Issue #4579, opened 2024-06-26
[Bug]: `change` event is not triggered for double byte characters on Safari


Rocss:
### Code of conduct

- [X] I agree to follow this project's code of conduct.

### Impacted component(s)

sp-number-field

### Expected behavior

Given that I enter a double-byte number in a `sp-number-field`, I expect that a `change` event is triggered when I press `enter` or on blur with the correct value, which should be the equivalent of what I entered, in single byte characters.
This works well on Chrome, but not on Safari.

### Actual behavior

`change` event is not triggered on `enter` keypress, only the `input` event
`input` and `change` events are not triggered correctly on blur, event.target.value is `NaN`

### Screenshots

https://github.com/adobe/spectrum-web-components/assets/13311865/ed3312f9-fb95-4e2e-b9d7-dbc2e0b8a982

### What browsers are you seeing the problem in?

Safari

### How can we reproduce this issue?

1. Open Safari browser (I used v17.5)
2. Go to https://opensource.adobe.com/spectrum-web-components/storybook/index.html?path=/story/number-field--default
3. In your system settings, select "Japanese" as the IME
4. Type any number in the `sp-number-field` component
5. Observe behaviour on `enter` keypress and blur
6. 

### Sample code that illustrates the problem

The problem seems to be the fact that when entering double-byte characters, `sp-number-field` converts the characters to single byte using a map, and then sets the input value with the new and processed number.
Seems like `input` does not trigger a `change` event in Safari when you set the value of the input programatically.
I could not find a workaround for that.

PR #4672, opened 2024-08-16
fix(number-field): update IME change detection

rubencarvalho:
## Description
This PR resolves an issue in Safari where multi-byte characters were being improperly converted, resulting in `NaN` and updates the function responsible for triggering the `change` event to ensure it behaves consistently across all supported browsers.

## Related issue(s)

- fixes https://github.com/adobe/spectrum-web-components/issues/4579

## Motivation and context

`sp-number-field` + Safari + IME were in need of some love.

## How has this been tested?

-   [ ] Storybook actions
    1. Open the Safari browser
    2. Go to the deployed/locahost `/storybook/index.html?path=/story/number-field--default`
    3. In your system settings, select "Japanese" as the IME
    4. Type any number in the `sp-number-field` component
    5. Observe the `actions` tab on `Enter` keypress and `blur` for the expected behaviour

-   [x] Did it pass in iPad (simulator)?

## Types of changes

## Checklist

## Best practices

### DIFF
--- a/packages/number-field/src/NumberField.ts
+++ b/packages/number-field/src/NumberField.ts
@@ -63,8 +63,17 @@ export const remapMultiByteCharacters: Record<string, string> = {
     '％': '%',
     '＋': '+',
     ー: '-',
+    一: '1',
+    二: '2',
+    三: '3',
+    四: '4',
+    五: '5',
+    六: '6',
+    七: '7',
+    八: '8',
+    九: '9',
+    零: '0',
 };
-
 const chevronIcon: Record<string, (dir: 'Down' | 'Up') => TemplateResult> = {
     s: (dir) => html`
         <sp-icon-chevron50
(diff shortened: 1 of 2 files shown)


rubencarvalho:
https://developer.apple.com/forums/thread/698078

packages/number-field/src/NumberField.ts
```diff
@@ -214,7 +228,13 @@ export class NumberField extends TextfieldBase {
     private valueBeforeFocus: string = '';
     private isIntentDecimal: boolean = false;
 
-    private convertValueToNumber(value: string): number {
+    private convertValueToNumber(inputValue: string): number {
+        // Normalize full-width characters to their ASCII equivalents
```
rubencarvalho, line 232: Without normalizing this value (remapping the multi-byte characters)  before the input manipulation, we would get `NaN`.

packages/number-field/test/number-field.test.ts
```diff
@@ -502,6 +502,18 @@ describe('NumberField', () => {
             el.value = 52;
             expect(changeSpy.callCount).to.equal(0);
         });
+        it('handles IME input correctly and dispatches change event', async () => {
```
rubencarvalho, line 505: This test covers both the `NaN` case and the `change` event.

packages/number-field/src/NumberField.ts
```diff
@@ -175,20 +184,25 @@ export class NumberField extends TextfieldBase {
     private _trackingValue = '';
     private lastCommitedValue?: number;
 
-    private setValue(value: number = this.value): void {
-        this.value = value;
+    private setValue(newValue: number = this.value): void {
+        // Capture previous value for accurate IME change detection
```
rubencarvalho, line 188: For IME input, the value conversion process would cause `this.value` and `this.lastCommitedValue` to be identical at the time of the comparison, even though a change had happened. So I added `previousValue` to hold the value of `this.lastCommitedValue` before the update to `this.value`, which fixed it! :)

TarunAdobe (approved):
══════════════════════════════
Write only the number of lines in the material above where the string "github" occurs.

2